Parathyroid hormone (PTH), also known as parathormone or parathyrin, is a peptide hormone secreted by the parathyroid glands. It plays a critical role in regulating serum calcium and phosphate levels through its actions on bone, kidneys, and the small intestine. PTH increases serum calcium levels and is opposed by calcitonin. It also promotes the synthesis of calcitriol, the active form of vitamin D.

PTH is secreted in response to low blood serum calcium (Ca²⁺) levels and is a key regulator of bone remodeling, the continuous process of bone resorption and formation. PTH indirectly stimulates osteoclast activity, promoting the release of calcium from the bone matrix to restore serum calcium levels.
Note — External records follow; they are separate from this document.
PR #8575, opened 2019-05-19
Dev/virtual keyboard icon

joequant:
Change virtual keyboard icon to something that is in the adwaita icon theme


clefebvre:
Implemented by https://github.com/linuxmint/cinnamon/commit/f0c926cdc65f35c213e10d79f1bf3fa1150407df (it has to be done in the generate script.. the file you modified here is a generated one).

PR #8576, opened 2019-05-20
st: Move processing after early returns where possible

brownsr:
saves a little processing when functions have early returns. Most of the examples are just
cheap initializations, but there are a few that are a little bigger.


src/st/st-scroll-view.c
```diff
@@ -550,8 +551,8 @@ st_scroll_view_get_preferred_height (ClutterActor *actor,
                                      gfloat       *natural_height_p)
 {
   StScrollViewPrivate *priv = ST_SCROLL_VIEW (actor)->priv;
-  StThemeNode *theme_node = st_widget_get_theme_node (ST_WIDGET (actor));
-  gboolean account_for_hscrollbar = FALSE;
+  StThemeNode *theme_node;
+  gboolean account_for_hscrollbar;
```
jaszhix: This will be initialized as `0` implicitly, which is the `FALSE` value. I think explicit declaration here is cleaner.

src/st/st-box-layout.c
```diff
@@ -380,7 +380,7 @@ st_box_layout_paint (ClutterActor *actor)
 {
   StBoxLayout *self = ST_BOX_LAYOUT (actor);
   StBoxLayoutPrivate *priv = self->priv;
-  StThemeNode *theme_node = st_widget_get_theme_node (ST_WIDGET (actor));
+  StThemeNode *theme_node;
```
jaszhix: I would initialize this with NULL, so we're not introducing overhead from referencing random memory and not using it.

src/st/st-theme-node.c
```diff
@@ -2644,23 +2653,35 @@ const PangoFontDescription *
...
-  char *family = NULL;
+  PangoStyle font_style;
+  gboolean font_style_set;
+  PangoVariant variant;
+  gboolean variant_set;
+  PangoWeight weight;
+  gboolean weight_absolute;
+  gboolean weight_set;
+  double size;
+  gboolean size_set;
```
jaszhix: What is wrong with just defining these after the return? We're sacrificing readability for less noisy compilation.

src/st/st-scroll-view.c
brownsr: OK

src/st/st-box-layout.c
brownsr: OK

src/st/st-theme-node.c
brownsr: OK.  could rework as if ..else with the declarations in the else, but the extra indention won't help readability

jaszhix: I really think we should be basing these decision off of profiling the code. We're making shots in the dark here. Do we know that the early returns are the path most traveled? Otherwise, if the early return conditions are true very often, we're adding an extra step in these functions.

brownsr: sorry, don't get it.  What extra step ? I am not making any assumptions about early return path frequency.

jaszhix: You're mass applying the same optimization everywhere in St. I think you are making quite an assumption because I don't think you've profiled all of these code paths. Now multiply "cheap" by 60 frames per second, that's how often these functions can get called.

brownsr: No , I haven't profiled all the paths, quite true.  That would probably take an absolute eternity, and I'm not sure I could even readily separate them all out.  I could do each change one at a time, benchmark, and see which ones make a difference.  As the code changes are so small, that would take a long time.  And I don't expect any to be negative by the nature of the change, so that would seem an awful lot of work.  The improvement is modest, about +0.9% on a quick check, and that's more than I expected as the same thing in muffin was just 0.3%. I'm quite happy grinding out this small stuff.  And I usually spot things along the way doing it, your comment elsewhere about the multiple draw_framebuffer calls has led me to another small optimisation of similar scale, so that's PRd now as well.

The bones serve as a reservoir of calcium, releasing it as needed to maintain homeostasis in the face of fluctuating metabolism, stress, and nutritional status.

Produced primarily by the chief cells of the parathyroid glands, PTH is a polypeptide prohormone (precursor to a hormone) consisting of 84 amino acids and has a molecular mass of approximately 9500 Da. Its gene is located on chromosome 11 in humans.

PTH exerts its biological effects via two main receptors. The Parathyroid hormone 1 receptor, activated by the 34 N-terminal amino acids of PTH, is highly expressed in bone and kidney cells. The Parathyroid hormone 2 receptor is predominantly found in the central nervous system, pancreas, testes, and placenta. The hormone has a short half-life of approximately 4 minutes. Dysregulation of PTH secretion, as seen in conditions like hypoparathyroidism, hyperparathyroidism, and paraneoplastic syndromes, can result in bone disease, hypocalcemia, or hypercalcemia.